Fast Investigation and Mitigation – In the event that you get an alert that something unusual is happening, AWS IoT Device Defender gives you the tools, including contextual information, to help you to investigate and mitigate the problem. Device information, device statistics, diagnostic logs, and previous alerts are all at your fingertips. You have the option to reboot the device, revoke its permissions, reset it to factory defaults, or push a security fix.
Stay Tuned I’ll have more info (and a hands-on post) as soon as possible, so stay tuned!
New Pricing Model (20-40% Reduction) Today we are making a change to the AWS IoT pricing model that will make it an even better value for you. Most customers will see a price reduction of 20-40%, with some receiving a significantly larger discount depending on their workload.
The original model was based on a charge for the number of messages that were sent to or from the service. This all-inclusive model was a good starting point, but also meant that some customers were effectively paying for parts of AWS IoT that they did not actually use. For example, some customers have devices that ping AWS IoT very frequently, with sparse rule sets that fire infrequently. Our new model is more fine-grained, with independent charges for each component (all prices are for devices that connect to the US East (Northern Virginia) Region):
Connectivity – Metered in 1 minute increments and based on the total time your devices are connected to AWS IoT. Priced at $0.08 per million minutes of connection (equivalent to $0.042 per device per year for 24/7 connectivity). Your devices can send keep-alive pings at 30 second to 20 minute intervals at no additional cost.

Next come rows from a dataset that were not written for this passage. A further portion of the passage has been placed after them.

Issue #2400, opened 2018-08-14
Consider using a composition based encoding for type classes to avoid implicit collisions


LukaJCB:
We've already adopted this pattern for a few of our type classes to avoid the well known problem that inheritance based type classes bring. All of `cats-mtl`, as well as `Representable`, `Parallel` and `NonEmptyParallel` already make use of this encoding and can therefore be safely used with the other more canon type classes.

If we look closely at the [cats typeclass diagram](https://github.com/tpolecat/cats-infographic), we can see which of our type classes could potentially benefit and the important ones seem to be `Traverse`, `CoflatMap` and `Distributive`, which all extend `Functor`. Another candidate could be `Alternative`, which one might want to use together with `Monad`, though I think it's less of a problem, since you can just require `MonoidK` instead. 
And even less urgent, `Monad` currently has 3 subclasses, `Bimonad`, `MonadError` and `CommutativeMonad`. There could potentially be an issue if you wanted two of those together, but I think it's highly unlikely. 

I think we could provide this enhancement without breaking source compatibility and should think about it for our next major version :)

LukaJCB:
A fairly old PR that does part of the work can be found here: https://github.com/typelevel/cats/pull/1379

PR #3076, opened 2019-09-20
Add Align typeclass

### LINKED ISSUE #1253: Draft 0.7.0 release notes

### LINKED ISSUE #1263: Align type class

LukaJCB:
Should fix #1263 while replacing #1755 by @julianmichael who did most of the work.


build.sbt
```diff
@@ -401,6 +401,9 @@ def mimaSettings(moduleName: String) =
           exclude[MissingClassProblem](
             "cats.kernel.compat.scalaVersionMoreSpecific$suppressUnusedImportWarningForScalaVersionMoreSpecific"
           )
+        ) ++ //abstract package private classes
+        Seq(
+          exclude[DirectMissingMethodProblem]("cats.data.AbstractNonEmptyInstances.this")
```
kailuowang: Are we sure this doesn't break BC? If we are sure maybe add a test in `binCompatTest`?  If not can we just add a separate method to provide the instance for `Align`

kailuowang: I think that shall do. thanks! 
On a slightly related note, since we have been updating the build, I am a bit nervous that if something breaks `binCompatTest`, we wouldn't know. I'll create an issue.

core/src/main/scala-2.13+/cats/instances/lazyList.scala
```diff
@@ -122,6 +127,27 @@ trait LazyListInstances extends cats.kernel.instances.LazyListInstances {
...
+      def align[A, B](fa: LazyList[A], fb: LazyList[B]): LazyList[Ior[A, B]] =
+        alignWith(fa, fb)(identity)
+
+      override def alignWith[A, B, C](fa: LazyList[A], fb: LazyList[B])(f: Ior[A, B] => C): LazyList[C] = {
+        val iterA = fa.iterator
+        val iterB = fb.iterator
+
+        var result: LazyList[C] = LazyList.empty
+
+        while (iterA.hasNext || iterB.hasNext) {
```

Messaging – Metered by the number of messages transmitted between your devices and AWS IoT. Pricing starts at $1 per million messages, with volume pricing falling as low as $0.70 per million. You may send and receive messages up to 128 kilobytes in size. Messages are metered in 5 kilobyte increments (up from 512 bytes previously). For example, an 8 kilobyte message is metered as two messages.
Rules Engine – Metered for each time a rule is triggered, and for the number of actions executed within a rule, with a minimum of one action per rule. Priced at $0.15 per million rules-triggered and $0.15 per million actions-executed. Rules that process a message in excess of 5 kilobytes are metered at the next multiple of the 5 kilobyte size. For example, a rule that processes an 8 kilobyte message is metered as two rules.
Device Shadow & Registry Updates – Metered on the number of operations to access or modify Device Shadow or Registry data, priced at $1.25 per million operations. Device Shadow and Registry operations are metered in 1 kilobyte increments of the Device Shadow or Registry record size. For example, an update to a 1.5 kilobyte Shadow record is metered as two operations.
The AWS Free Tier now offers a generous allocation of connection minutes, messages, triggered rules, rules actions, Shadow, and Registry usage, enough to operate a fleet of up to 50 devices. The new prices will take effect on January 1, 2018 with no effort on your part. At that time, the updated prices will be published on the AWS IoT Pricing page.